Pretty Reckless

Page 42


Him having a girlfriend was speculation until yesterday, not a fact. When I asked, he dodged, and I never asked again. While it is true that my research should have been more thorough, he went home with Blythe so openly, I didn’t think about it too much.

Yesterday, I was disoriented and shocked, which is why I let what happened, happen. But it won’t happen anymore. I can’t have an affair with the guy who lives under my roof and hates me for screwing up his possibly dead sister’s life.

He may have taken all my important firsts so far, but he is not going to take the big V-card.

Penn grabs his varsity jacket and motions for Bailey to move it. They’re going to the library together. They’ve been spending a lot of time together. I’m jealous of Bails. I’m jealous of Penn. But most of all, I’m jealous of the fact they are capable of forming a real relationship.

All eyes dart from newspapers and iPads and shiny chrome magazines to us.

“No thanks, I’m going to Blythe’s.”

Her name makes both of us pause. Penn nods curtly, clearing his throat. Dad is looking back and forth between us, reading between the lines.

“Penn, don’t pork Daria’s friends,” he drawls.

Melody gasps. “Jaime!”

“What? I’m not the one doing it!”

“Yes, sir.” Penn plucks a donut from the open white box in the center of the table and takes a bite. “Happy not to touch anyone Daria is affiliated with. Her personality might be contagious.”

I roll my eyes, knowing I am being watched, and that Dad—the only person on my team in this house—will flip his shit if he finds out Penn touched me.

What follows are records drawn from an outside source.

PR #6777, opened 2021-05-18
Initial implementation of jax.numpy.poly

paul-tqh-nguyen:
This is an initial `jax.numpy.poly` implementation intended to help with https://github.com/google/jax/issues/70. 

There are some differences with the `np.poly` implementation (I've described them in my commit messages), so I anticipate I will need to make changes.

Please let me know if there are any changes I can make to improve this PR.

### DIFF
--- a/jax/_src/numpy/lax_numpy.py
+++ b/jax/_src/numpy/lax_numpy.py
@@ -3847,6 +3847,43 @@ def diagflat(v, k=0):
   res = res.reshape(adj_length,adj_length)
   return res
 
+_POLY_DOC="""\
+This differs from np.poly when an integer array is given.
+np.poly returns a result with dtype float64 in this case.
+jax returns a result with an inexact type, but not necessarily
+float64.
+
+This also differs from np.poly when the input array strictly
+contains pairs of complex conjugates, e.g. [1j, -1j, 1-1j, 1+1j].
+np.poly returns an array with a real dtype in such cases.
+jax returns an array with a complex dtype in such cases.
+"""
+
+@_wraps(np.poly, lax_description=_POLY_DOC)
+def poly(seq_of_zeros):
+  _check_arraylike('poly', seq_of_zeros)
+  seq_of_zeros, = _promote_dtypes_inexact(seq_of_zeros)
+  seq_of_zeros = atleast_1d(seq_of_zeros)
+
+  sh = seq_of_zeros.shape
+  if len(sh) == 2 and sh[0] == sh[1] and sh[0] != 0:
+    # import at runtime to avoid circular import
+    from . import linalg
+    seq_of_zeros = linalg.eigvals(seq_of_zeros)
+
+  if seq_of_zeros.ndim != 1:
+    raise ValueError("input must be 1d or non-empty square 2d array.")
+
+  dt = seq_of_zeros.dtype
+  if len(seq_of_zeros) == 0:
+    return ones((), dtype=dt)
+
+  a = ones((1,), dtype=dt)
+  for k in range(len(seq_of_zeros)):
+    a = convolve(a, array([1, -seq_of_zeros[k]], dtype=dt), mode='full')
+
+  return a
+
 
 @_wraps(np.polyval)
 def polyval(p, x):
--- a/tests/lax_numpy_test.py
+++ b/tests/lax_numpy_test.py
@@ -1753,6 +1753,27 @@ class LaxBackedNumpyTests(jtu.JaxTestCase):
 
 
   @parameterized.named_parameters(jtu.cases_from_list(
+      {"testcase_name": "_shape={}_rank{}".format(
+        jtu.format_shape_dtype_string(a_shape, dtype), rank),
+       "dtype": dtype, "a_shape": a_shape, "rank": rank}
+      for rank in (1, 2)
+      for dtype in default_dtypes
+      for a_shape in one_dim_array_shapes))
+  def testPoly(self, a_shape, dtype, rank):
+    if dtype in (np.float16, jnp.bfloat16, np.int16):
+      self.skipTest(f"{dtype} gets promoted to {np.float16}, which is not supported.")
+    elif rank == 2 and jtu.device_under_test() in ("tpu", "gpu"):
+      self.skipTest("Nonsymmetric eigendecomposition is only implemented on the CPU backend.")
+    rng = jtu.rand_default(self.rng())
+    tol = { np.int8: 1e-3, np.int32: 1e-3, np.float32: 1e-3, np.float64: 1e-6 }
+    if jtu.device_under_test() == "tpu":
+      tol[np.int32] = tol[np.float32] = 1e-1
+    tol = jtu.tolerance(dtype, tol)
+    args_maker = lambda: [rng(a_shape * rank, dtype)]
+    self._CheckAgainstNumpy(np.poly, jnp.poly, args_maker, check_dtypes=False, tol=tol)
+    self._CompileAndCheck(jnp.poly, args_maker, check_dtypes=True, rtol=tol, atol=tol)
+
+  @parameterized.named_parameters(jtu.cases_from_list(
       {"testcase_name": "a_shape={} , b_shape={}".format(
           jtu.format_shape_dtype_string(a_shape, dtype),
           jtu.format_shape_dtype_string(b_shape, dtype)),
--- a/docs/jax.numpy.rst
+++ b/docs/jax.numpy.rst
@@ -286,6 +286,7 @@ Not every function in NumPy is implemented; contributions are welcome!
     pad
     percentile
     piecewise
+    poly
     polyadd
     polyder
     polyint
--- a/jax/numpy/__init__.py
+++ b/jax/numpy/__init__.py
@@ -51,7 +51,7 @@ from jax._src.numpy.lax_numpy import (
     nanmax, nanmean, nanmin, nanprod, nanstd, nansum, nanvar, ndarray, ndim,
     negative, newaxis, nextafter, nonzero, not_equal, number,
     object_, ogrid, ones, ones_like, operator_name, outer, packbits, pad, percentile,
-    pi, piecewise, polyadd, polyder, polyint, polymul, polysub, polyval, positive, power,
+    pi, piecewise, poly, polyadd, polyder, polyint, polymul, polysub, polyval, positive, power,
     prod, product, promote_types, ptp, quantile,
     r_, rad2deg, radians, ravel, ravel_multi_index, real, reciprocal, remainder, repeat, reshape,
     result_type, right_shift, rint, roll, rollaxis, rot90, round, row_stack,


paul-tqh-nguyen:
@googlebot I fixed it.

jax/_src/numpy/lax_numpy.py
```diff
@@ -3847,6 +3847,36 @@ def diagflat(v, k=0):
   res = res.reshape(adj_length,adj_length)
   return res
 
+@_wraps(np.poly)
+def poly(seq_of_zeros):
+  seq_of_zeros = atleast_1d(seq_of_zeros)
+
+  dt = seq_of_zeros.dtype
+  seq_of_zeros = seq_of_zeros.astype(np.mintypecode(dt.char))
```
jakevdp, line 3855: Is this line necessary? In what contexts will it result in the type of the array being changed?

jax/_src/numpy/lax_numpy.py
```diff
@@ -3847,6 +3847,36 @@ def diagflat(v, k=0):
   res = res.reshape(adj_length,adj_length)
   return res
 
+@_wraps(np.poly)
+def poly(seq_of_zeros):
```
jakevdp, line 3851: Please add a call to `_check_arraylike` on the input (we generally don't want to accept Python lists as inputs to JAX functions)

jax/_src/numpy/lax_numpy.py
```diff
@@ -3847,6 +3847,36 @@ def diagflat(v, k=0):
...
+  seq_of_zeros = atleast_1d(seq_of_zeros)
+
+  dt = seq_of_zeros.dtype
+  seq_of_zeros = seq_of_zeros.astype(np.mintypecode(dt.char))
+
+  sh = seq_of_zeros.shape
+  if len(sh) == 2 and sh[0] == sh[1] != 0:
```
jakevdp, line 3858: I find this kind of chaining hard to read... I'd lean toward using another `and`

jax/_src/numpy/lax_numpy.py
```diff
@@ -3847,6 +3847,36 @@ def diagflat(v, k=0):
...
+    # import at runtime to avoid circular import
+    from . import linalg
+    seq_of_zeros = linalg.eigvals(seq_of_zeros)
+
+  if len(seq_of_zeros.shape) != 1:
```
jakevdp, line 3863: `if seq_of_zeros.ndim != 1`

jax/_src/numpy/lax_numpy.py
```diff
@@ -3847,6 +3847,36 @@ def diagflat(v, k=0):
...
+    raise ValueError("input must be 1d or non-empty square 2d array.")
+
+  if len(seq_of_zeros) == 0:
+    return 1.0
```
jakevdp, line 3867: consider returning `jnp.ones((), dtype=dt)` so the return type is consistent

jax/_src/numpy/lax_numpy.py
```diff
@@ -3847,6 +3847,36 @@ def diagflat(v, k=0):
...
+  dt = seq_of_zeros.dtype
+  a = ones((1,), dtype=dt)
+  for k in range(len(seq_of_zeros)):
+    a = convolve(a, array([1, -seq_of_zeros[k]], dtype=dt), mode='full')
+
+  if issubclass(a.dtype.type, complexfloating):
```
jakevdp, line 3873: use `np.issubdtype(a.dtype, np.complexfloating)`

jax/_src/numpy/lax_numpy.py
```diff
@@ -3847,6 +3847,36 @@ def diagflat(v, k=0):
...
+    roots = asarray(seq_of_zeros, complex)
```
jakevdp, line 3874: I believe passing `dtype=complex` here will surface a warning in X32 mode. Is there any reason not to use `a.dtype` here instead?

jax/_src/numpy/lax_numpy.py
```diff
@@ -3847,6 +3847,36 @@ def diagflat(v, k=0):
...
+    roots_are_real = all(sort(roots) == sort(roots.conjugate()))
```
jakevdp, line 3875: I believe this check is not doing what you intend: the dtype of the returned value cannot depend on traced quantities, so the output will have a complex dtype regardless. I think this is probably a break from numpy's API that should be documented in the function's docstring via `lax_description` (search in the file to see how it's used)

Also, I think the logic of this check may be broken. e.g. if `roots=[1j, -1j]`, then `roots_are_real` is True.

tests/lax_numpy_test.py
```diff
@@ -1752,6 +1752,27 @@ def testTrimZeros(self, a_shape, dtype, trim):
...
+       "dtype": dtype, "a_shape": a_shape, "rank": rank}
+      for rank in (1, 2)
+      for dtype in default_dtypes
+      for a_shape in one_dim_array_shapes))
+  def testPoly(self, a_shape, dtype, rank):
+    if np.mintypecode(dtype(0).dtype.char) == 'd' and not config.x64_enabled:
+      self.skipTest(f"Only run {dtype} testcase when float64 is enabled.")
+    elif dtype == np.float32 and not config.x64_enabled and rank == 2:
+      self.skipTest(f"Only run {dtype} testcase with rank 2 when "
+                    "float64 is enabled (due to the need for complex64).")
```
jakevdp, line 1767: `complex64` is available with X64 disabled. You should be able to remove this skip (I suspect the reason you saw it fail is because of the warning addressed in the comment above)

tests/lax_numpy_test.py
```diff
@@ -1752,6 +1752,27 @@ def testTrimZeros(self, a_shape, dtype, trim):
...
+  @parameterized.named_parameters(jtu.cases_from_list(
+      {"testcase_name": "_shape={}_rank{}".format(
+        jtu.format_shape_dtype_string(a_shape, dtype), rank),
+       "dtype": dtype, "a_shape": a_shape, "rank": rank}
+      for rank in (1, 2)
+      for dtype in default_dtypes
+      for a_shape in one_dim_array_shapes))
+  def testPoly(self, a_shape, dtype, rank):
+    if np.mintypecode(dtype(0).dtype.char) == 'd' and not config.x64_enabled:
+      self.skipTest(f"Only run {dtype} testcase when float64 is enabled.")
```
jakevdp, line 1764: I don't think this check should be needed... `default_dtypes` already skips unavailable types.

tests/lax_numpy_test.py
```diff
@@ -1752,6 +1752,27 @@ def testTrimZeros(self, a_shape, dtype, trim):
...
+    elif dtype == np.float32 and not config.x64_enabled and rank == 2:
+      self.skipTest(f"Only run {dtype} testcase with rank 2 when "
+                    "float64 is enabled (due to the need for complex64).")
+    elif dtype == np.float16:
+      self.skipTest(f"{dtype} not supported in numpy.")
```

“Hate you, bro.” I smile sweetly.

“Indifferent to you, sis,” Penn says midbite, ruffling my hair as he ambles out the door with Bails. It makes my heart flutter in my chest like a butterfly, but at the same time, I’m also sick to my stomach. Penn really is like a brother to Bailey.

A brother who also had his fingers and tongue in her older sister’s privates.

I spend the day stalking Adriana on social media. She is gorgeous, and her baby daughter, Harper, is adorable. Harper is fair-skinned with green eyes, just like Penn. There are a ton of pictures of Addy and Harper together, and two of them with Penn. He always looks at them like they’re the apple of his eye.

Apples. He hasn’t given me apples in a while. Does that mean he thinks he’s already conquered me?

At night, another crisis ensues. Mel doesn’t come to check on me for the first time since I was born. She doesn’t tuck me in bed, kiss my forehead, and tell me she loves me. Probably because she doesn’t.

Maybe she’s given up on me after the ice-cream parlor stunt. Perhaps, she wants me to pack my stuff and move to college. I’m her glowing, shiny failure. Blackhearted and empty.

I tell myself that I don’t care, but inside, my guts rip to shreds and bleed all over my stomach.

I take my little black book to my mother’s in-house ballet studio. She turned a part of our basement into a well-lit workroom when we first moved here, and since then, she’s spent a considerable amount of time here, mostly with Bailey. I can still hear the echo of their laughter crawling up the basement stairs every summer evening while I was holed up in my room, climbing the walls.

Mel never invited me here, so now I come here on my own, inviting myself.

The night I found out Via ran away, I stood in front of the floor-to-ceiling mirror in the studio wearing full ballet gear. I ran my gaze along my leotard-clad body, knowing I was too clumsy, too curvy, too Daria to be a ballerina. Melody found her joy in other girls. Girls more athletic, and disciplined, and regal. Girls like Via. I got jealous, and I started acting up. Instead of pulling me in and telling me that I was irreplaceable, Mel let me go.

So I drifted like a balloon in the sky, waiting for someone to anchor me back down, but no one ever did. It’s been years since she stuck her nose in my life and figured out what was going on. Me and Principal Prichard are doing things we shouldn’t be doing. I have a journal where I confess all the horrible things I do to people. My friends are backstabbers who hate me, and I haven’t laughed in my family’s presence in over four years.

Four years.

Four unnoticed years.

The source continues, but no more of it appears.